« En dehors de moi, vous ne pouvez rien faire »
Je voudrais rester sur la phrase de l’Evangile : « En dehors de moi, vous ne pouvez rien faire ». Car elle me pose question. Ne puis-je pas vivre ma vie et faire ce que j’ai à faire de moi-même et par moi-même ? Je résiste ! Mais je me souviens que Robert Scholtus disaitqu’il faut « pratiquer une lecture qui laisse au texte…sa capacité de résister et d’étonner ». Car nous connaissons tous des hommes et des femmes qui ne se réclament pas du Christ se dévouant corps et âme aux plus pauvres, aux opprimés et aux laissés pour compte et qui récusent toute référence religieuse. Et pourtant ils font des choses merveilleuses. Alors comment comprendre cette parole ?
Les saints peuvent nous aider à comprendre toute la radicalité de cette parole. Eux qui ont été bouleversés et même parfois renversés sur le chemin qu’ils avaient pris. Paul renversé de son cheval par une lumière aveuglante. Et François « tout enflé de vaine gloire » recevra cette parole : « Après quoi tu cours, après le serviteur ou après le maître ? » Et après avoir compris qu’il se trompait de route, François recevra cette parole « retourne au pays qui t’a vu naître » C’est-à-dire retourne dans ton être profond, ta vocation profonde. Des Paul, des François et tant d’autres feront l’expérience que c’est dans le Christ et avec Lui et pas en dehors de lui que l’on réalise ce pour quoi on est fait sur la terre.

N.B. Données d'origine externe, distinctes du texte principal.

PR #229, opened 2016-05-27
SPA: Oblique Artilleryman

### LINKED ISSUE #228: Artillery maximum distance hard-coded at 19 mapsheets
While I can see the point of such a limit it does not reflect the true distance an artillery piece or cruise missile can fire from.

Additional issue: I do not know (yet) how well the current slider would handle a max distance of 2805 hexes (2550 CM/150 + 10% from Oblique Artilleryman). Will test this and see if they box will expand to accommodate such larger numbers.

I blame 267d8141070aa3c49e478398944b722aa384dc2d
The feature request is so old I can't even pull it up on sf.net

pheonixstorm:
aToWC p 65
Need to resolve #228 to add the second half which is a 10% increase in artillery range. For now its rather moot as I doubt anyone uses artillery beyond 5 mapsheets.

The primary change is the decrease of the scatter distance by two hexes.

This PR is ready for review and merge.


megamek/src/megamek/common/weapons/ArtilleryBayWeaponIndirectFireHandler.java
```diff
@@ -335,7 +335,15 @@ else if (null != bestSpotter) {
             // we do this here to avoid duplicating handle()
             // in the ArtilleryWeaponDirectFireHandler
             Coords origPos = targetPos;
-            targetPos = Compute.scatterDirectArty(targetPos, toHit.getMoS());
+            int moF = -toHit.getMoS();
```
arlith: The original code uses `toHit.getMoS()` as the parameter passed into `scatterDirectArty`whereas the new version uses `-toHit.getMoS()`.  Was this intentional?

pheonixstorm:
Yes. In order to do the scatter bonus I had to change it to "look" correct. I found out on the bomb side that using getMoS returns a negative number. While by itself it doesn't matter, once you try to add any type of modifier you have to turn the negative positive to subtract, or add the modifier. I choose to turn the negative positive. If you would rather it be swapped I can do it though.

toHit.getMoS() + 2 vs -toHit.getMoS() - 2

pheonixstorm:
After looking at the full code I take back what I said above. Partially anyway. In the section you pointed out It doesn't have to be that way but I think it conforms with the rest of the code. But again, it can go either way. Let me know which way you want it, either for that one line of code or for all of it.

arlith:
If it doesn't matter whether it's negated or not, then it's unnecessary to negate it, so the code would be simpler (even if moderately so) if you don't negate it.

pheonixstorm:
So just change the one or both? I prefer passing a positive in both cases, or allow the negative but add a comment to the javadoc that the MoF passed by getMoS is a negative value.

arlith:
I feel that just passing the value from `ToHit.getMoS` is "simpler".  That's the way it was originally, right?  I'm not super picky in either case, really.

pheonixstorm:
Yeah, and it works fine as long you realize that MoS returns a negative for MoF. I made that mistake when I first wrote the golden goose code. I will change it and just comment everything so no one else makes the bone headed mistake I originally did.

Et c’est en Lui qu’ils recevront toute leur fécondité.
Mais il est intéressant de noter que le discours sur la vraie vigne vient à un moment pathétique. Jésus vient de dire que « Désormais, je ne m’entretiendrai plus guère avec vous, car le prince de ce monde vient » Les paroles sont donc presque un testament laissé aux disciples. Jésus se sait condamner et voudrait éviter la dispersion de ses disciples. C’est dans ce contexte qu’i faut comprendre « En dehors de moi, vous ne pouvez rien faire »

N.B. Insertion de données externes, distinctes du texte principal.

PR #252, opened 2016-06-14
HQ Support Vehicle fuel tracking

pheonixstorm:
Awaiting review and possible change from Hammer.

Core code is ready for review. I don't *think* I missed anything.

Waiting to hear back from Hammer about a few changes on large support vees where initially the standard seats were swapped for troop space rather than as written. I changed all references to match the TRO not realizing it might have been intentional.


HammerGS:
I can't provide feedback on the code. But per our offline conversation please reinstate all references to Troopspace.  Going from memory you should be able to leave the in the references to seats in place without affecting the validation.

pheonixstorm:
Instead of using both how about adding the listed standard seating in the history tag. That way you get the troop space for use in MM and the information on the actual passengers with no need to worry about the unit being overweight.

HammerGS:
I'd wouldn't use the history tag but add it with <capabilities> tag

arlith:
Is it not possible to convert between troopspace and seats?  You could have the # of seats be represented by troopspace...

HammerGS:
I think Troopspace is a better way to go since it sort of figures in their equipment. Versus Seats.  I'd prefer to keep it as Troopspace

Akjosch:
I can't comment on the troop space vs. seats debate, but the code changes look fine to me.

In detail though, wouldn't it make sense to put the `getFuelTonnage()` and `setFuelTonnage(...)` methods in `megamek.common.Tank`? They can have ICE engines and then carry fuel with them, after all (10% of their engine's mass per SO p. 35).

pheonixstorm:
For support vehicles there is no reason to check current and max fuel amounts as they do not spend fuel points the way aero do. Also, combat vehicles do not have separate fuel amounts so have no way or reason to track fuel tonnage. It is part of the engines mass rather than a separate entry. For fuel there is no maximum value for support vehicles. The amount of fuel a support vehicle lists is based on the design and not on engine weight. To find the weight of a support vehicles fuel would require loading the unit or adding the value to the mech cache which isn't really needed.

Arlith, based on the code for troopspace.java and standardseatcargobay.java it looks like standard seating was intended to be usable as troop space but was left unfinished.

For now I will switch it back so this can be merged and closed.

Akjosch:
Putting the base method in `Tank` (then overriding it in the others) is simply a way to spare us a lot of `... instanceof ...` checks in MekHQ, where combat vehicle fuel usage, amount and costs matter.

Same for the "maximum" amount of the internal fuel tanks: Currently, MekHQ has to stitch together the full name from the chasis and model name, use that to load the MSC info, and use that to finally load a full brand-new entity just to find out this single value for the `Aero` instances.

pheonixstorm:
Will be fixing this today and creating a new branch so I can fix the seating to be usable as troopspace and show as troopspace. This way all units will match the TRO values and remove this issue entirely (I hope).

Also, will be adding getFuelTonnage() to entity and override elsewhere. There are too many unit types that use fuel such as industrialmechs, tank, aero, warships, etc. plus the fact that fuel is handled differently for the aero and have to be converted in most cases.

Any questions, issues, comments post or PM. Have a kid free day so going to try and get as much work done as possible.

pheonixstorm:
Testing this with my peacetime fuel usage and so far appears to be complete. Give it another once over and let me know if there are any other changes I should make.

Et il y a un petit mot qui revient 7 fois : « demeurer » Chiffre de la perfectionComme si Jésus avait peur qu’après son départ on ne demeure pas en Lui. Demeurer dans son amour, c’est le secret de son cœur. Il nous faut apprendre à goûter la beauté et la profondeur de ce mot et tout ce qu’il implique de recherche, de solitude et de présence de Dieu.
Et pour se faire comprendre Jésus prendra l’image de la vigne avec des harmoniques aussi riches que variées. Mais on peut se demander pourquoi Jésus s’intéresse de si près à la vigne et à son fruit ? Peut-être parce que le vin est le formidable produit de l’association du génie inventeur de l’homme et du génie créateur de Dieu ? De là vient que le vin réjouit le cœur de l’homme, il symbolise aussi la joie que Dieu attend de la coopération de l’homme et de son œuvre créatrice.
Mais comme le rappelle souvent l’Ancien Testament la vigne humaine fut loin de répondre aux attentes du Seigneur. Jésus en a fait les frais ! Et il dira à la dernière Cène « Je ne boirai plus désormais du fruit de la vigne… Cette coupe est la nouvelle alliance en mon sang versé pour vous » Quand on relit ce beau passage de l’Evangile : « Moi, je suis la vraie vigne et mon Père est le vigneron » avec en filigrane tout le récit de la Passion on en comprend toute la densité et le drame. Et l’on a envie de dire :
« Donne-moi de demeurer en toi en toute choses et en toute circonstances. Fais-moi porter le fruit que tu désires, unit mon cœur au tien et que jamais je ne sois séparé de toi ».